だからと言って、初デートにサイゼはどうなんだ?数年前からたびたび燃え上がる“サイゼ論争”において、最近では『サイゼで喜ぶ彼女(女性がサイゼリヤで嬉しそうに笑っている姿を描いたイラスト)』が物議を醸した。
論争の論点は際限なくズレていき、サイゼリヤがおいしいかおいしくないかまで話は発展。デートに選ぶ場所としてのサイゼリヤが問題なのか。初デートにサイゼリヤが問題なのか。終わりの見えなさそうなこの論争は、恋愛におけるさまざまな価値観を紐解かないと話が進まなそうだ。
今回のテーマは、この「初デートでサイゼ論戦」について。もちろん、必ず男性がプランを練らなければならないというわけではない。女性が考えてもよいし、互いにアイデアを出し合って考えるのもよい。それを前提として、今回は成人男性が自身主導のプランを組むときの話をする。
価格は関係ない。「初デートでサイゼ」が燃える本当の理由
SNSを見ていると多くの男性が勘違いしているのは、「女性はサイゼリヤの安価な価格から初デートの場所として相応しくないと言っている」というところだ。
たしかに、なかには男性の経済力を初デートのレストランで計る女性もいるかもしれない。だが、女性がそれ以上に重要視しているのはそこではないのだ。
そもそも男女における初デートの価値観の違いには「自分のことをどれだけ考えてくれたのか」が大きな影響を及ぼす。これは、多くの女性が恋愛において最大級に求めるものと言っても過言ではないのではないだろうか。
そこで言えるのが、「初デートをするという関係に至った相手へ対する思いやりを物理的に表せる手段が初デートのプランなのではないか」ということだ。
彼女を喜ばせたい、楽しい時間を過ごしたいという彼女への想い、言い換えれば「一緒にいない時間にどうやって・どんな風に・どれだけ彼女のことを考えたか」がわかりやすく表れるもの。
女性にとっての初デートのプランというのは、お互いに知らないことが多い関係のなかで、最終的に自分に対して生み出してくれた最大級の思いやりの証明なのだ。
なぜサイゼを選んだのか。
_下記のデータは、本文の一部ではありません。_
PR #970, opened 2019-02-27
Refactor txhub

gldeng:
- [x] Accepts Transaction only if refblock is after LIB, store it once received


loning:
transaction.ExpiryBlockNumber maybe we can store it in zero contract,or just consider it as const

every transaction has ExpiryBlockNumber may make tx more larger,

AElf.Contracts.TestBase/ContractTester.cs
```diff
@@ -303,7 +317,7 @@ private MinerService BuildMinerService(List<Transaction> txs, List<Transaction>
 
             return new MinerService(mockTxHub.Object, _accountService, _blockGenerationService,
```
loning: miner service should not depend on a tx Hub

maybe minerService has miner, miner can have a tx hub

gldeng: TxHub needs to be retrieved from IChainRelatedComponentManager<ITxHub>, can MinerService depend on IChainRelatedComponentManager<ITxHub>?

彼女に話せますか?
それがサイゼリヤ…。いや、サイゼリヤは確かにおいしい。お値段以上の満足感をいつでも味わえる素晴らしいファミリーレストランだ。しかしながら初デートとなると、ひとまず、サイゼリヤの入口へ立った瞬間の女性の反応はイマイチであることが容易に想像できる。
女性側からすれば、最大級の思いやりの証明が「小中学生時代にドリンクバーでドリンクを混ぜてこの世のものとは思えない飲み物を作ったり、少ないお小遣いでミラノ風ドリアと水しか頼まなかったりした思い出であふれたサイゼリヤ(個人差あり)」になってしまうからだ。
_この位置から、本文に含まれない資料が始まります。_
PR #996, opened 2019-02-27
add a test base to initialize database config and other common configs

loning:


loning:
@zhxymh @EricBlack 
when you copy codes, make sure remove duplicated code, 
for example, you can use base class, also depends on a module

zhxymh:
> @zhxymh @EricBlack
> when you copy codes, make sure remove duplicated code,
> for example, you can use base class, also depends on a module

ok

PR #1053, opened 2019-03-04
make serialize / deserialize handle null

loning:


loning:
@shiwk @EanCuznaivy some contracts cannot pass

PR #1064, opened 2019-03-05
Change system transaction generator interface.

### LINKED ISSUE #1063: Transaction generation interface.
For this system txn generation [interface](https://github.com/AElfProject/AElf/blob/dev/AElf.Kernel.Core/Miner/Application/ISystemTransactionGenerator.cs#L8-L9), only previous block hash **prefix** is available but not real block hash. It can be changed to whole hash data? Because I'm using readonly txn to read state which needs the previous block hash as chain context.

「そんなつもりでサイゼリヤを選んだわけじゃない!」という男性の声が聞こえるとするならば、その「どんなつもり」でサイゼリヤを選んだのかを女性にどんな形にせよ伝えてほしい。
初デートにサイゼリヤを選んだのは、「世界中の誰よりもおいしい食べ方を知っていて、それを相手の女性に教えてあげたい!絶対笑顔になるから!」などの熱い思いを伝えられる絶対的な自信や、「あえてサイゼリヤという気兼ねなく話ができる場所で、お店の雰囲気や料理に頼らず、彼女が腹を抱えて笑い、きょう一日幸せだったと思わせられる!」と豪語でき、彼女の最大級の笑顔を引き出せるトークスキルが必要なのではないだろうか。
そんな自信もスキルもなく、「初デートでサイゼリヤ」をただ推すなかでサイゼリヤの食事のおいしさを反論として振りかざしたり、なんの前提もなく「サイゼリヤで喜ぶ女」を讃えたりするのは、検討はずれにもほどがある。
先に私の例を挙げて話した通り、女性は初デートに向けてさまざまな準備をする。彼を喜ばせたい一心で彼の好みを図ったり、隣を歩いて彼が恥ずかしくないように努力する。誰もパジャマとすっぴんでは初デートにこないだろう。
そんな女性に対する最大級の思いやりの証明を怠り、慢心する人間が果たしてお相手の女性と結ばれることはあるのだろうか。結論は言うまでもない。